/---

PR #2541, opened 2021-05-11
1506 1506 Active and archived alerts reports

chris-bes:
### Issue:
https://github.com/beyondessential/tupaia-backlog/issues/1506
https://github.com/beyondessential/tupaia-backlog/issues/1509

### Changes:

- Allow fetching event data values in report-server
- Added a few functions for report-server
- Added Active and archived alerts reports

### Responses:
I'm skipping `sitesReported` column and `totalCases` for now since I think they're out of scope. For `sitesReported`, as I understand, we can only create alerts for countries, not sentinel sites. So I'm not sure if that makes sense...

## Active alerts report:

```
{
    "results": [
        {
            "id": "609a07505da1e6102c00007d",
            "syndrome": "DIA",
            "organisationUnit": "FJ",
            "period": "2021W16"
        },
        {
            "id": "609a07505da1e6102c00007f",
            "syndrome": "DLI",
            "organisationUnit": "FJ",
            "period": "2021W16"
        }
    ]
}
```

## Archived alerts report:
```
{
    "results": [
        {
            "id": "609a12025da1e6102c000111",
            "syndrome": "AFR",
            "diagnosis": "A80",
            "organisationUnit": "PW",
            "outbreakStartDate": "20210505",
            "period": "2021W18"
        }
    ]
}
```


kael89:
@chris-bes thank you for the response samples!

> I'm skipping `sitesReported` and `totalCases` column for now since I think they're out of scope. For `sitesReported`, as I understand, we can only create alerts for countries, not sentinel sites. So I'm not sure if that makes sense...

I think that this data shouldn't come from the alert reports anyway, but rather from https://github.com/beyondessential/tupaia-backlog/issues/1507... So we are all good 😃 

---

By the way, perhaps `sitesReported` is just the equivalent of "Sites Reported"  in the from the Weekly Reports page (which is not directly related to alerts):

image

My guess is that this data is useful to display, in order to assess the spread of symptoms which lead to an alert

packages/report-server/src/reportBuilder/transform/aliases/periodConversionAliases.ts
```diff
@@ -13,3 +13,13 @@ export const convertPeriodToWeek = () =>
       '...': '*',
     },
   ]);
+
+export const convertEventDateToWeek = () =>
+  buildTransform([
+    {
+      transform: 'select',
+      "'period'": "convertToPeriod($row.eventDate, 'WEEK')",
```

\---

__What you will do__
Every record above should be written out exactly.

__Solution for this problem__
PR #2541, opened 2021-05-11
1506 1506 Active and archived alerts reports

chris-bes:
### Issue:
https://github.com/beyondessential/tupaia-backlog/issues/1506
https://github.com/beyondessential/tupaia-backlog/issues/1509

### Changes:

- Allow fetching event data values in report-server
- Added a few functions for report-server
- Added Active and archived alerts reports

### Responses:
I'm skipping `sitesReported` column and `totalCases` for now since I think they're out of scope. For `sitesReported`, as I understand, we can only create alerts for countries, not sentinel sites. So I'm not sure if that makes sense...

## Active alerts report:

```
{
    "results": [
        {
            "id": "609a07505da1e6102c00007d",
            "syndrome": "DIA",
            "organisationUnit": "FJ",
            "period": "2021W16"
        },
        {
            "id": "609a07505da1e6102c00007f",
            "syndrome": "DLI",
            "organisationUnit": "FJ",
            "period": "2021W16"
        }
    ]
}
```

## Archived alerts report:
```
{
    "results": [
        {
            "id": "609a12025da1e6102c000111",
            "syndrome": "AFR",
            "diagnosis": "A80",
            "organisationUnit": "PW",
            "outbreakStartDate": "20210505",
            "period": "2021W18"
        }
    ]
}
```


kael89:
@chris-bes thank you for the response samples!

> I'm skipping `sitesReported` and `totalCases` column for now since I think they're out of scope. For `sitesReported`, as I understand, we can only create alerts for countries, not sentinel sites. So I'm not sure if that makes sense...

I think that this data shouldn't come from the alert reports anyway, but rather from https://github.com/beyondessential/tupaia-backlog/issues/1507... So we are all good 😃 

---

By the way, perhaps `sitesReported` is just the equivalent of "Sites Reported"  in the from the Weekly Reports page (which is not directly related to alerts):

image

My guess is that this data is useful to display, in order to assess the spread of symptoms which lead to an alert

packages/report-server/src/reportBuilder/transform/aliases/periodConversionAliases.ts
```diff
@@ -13,3 +13,13 @@ export const convertPeriodToWeek = () =>
       '...': '*',
     },
   ]);
+
+export const convertEventDateToWeek = () =>
+  buildTransform([
+    {
+      transform: 'select',
+      "'period'": "convertToPeriod($row.eventDate, 'WEEK')",
```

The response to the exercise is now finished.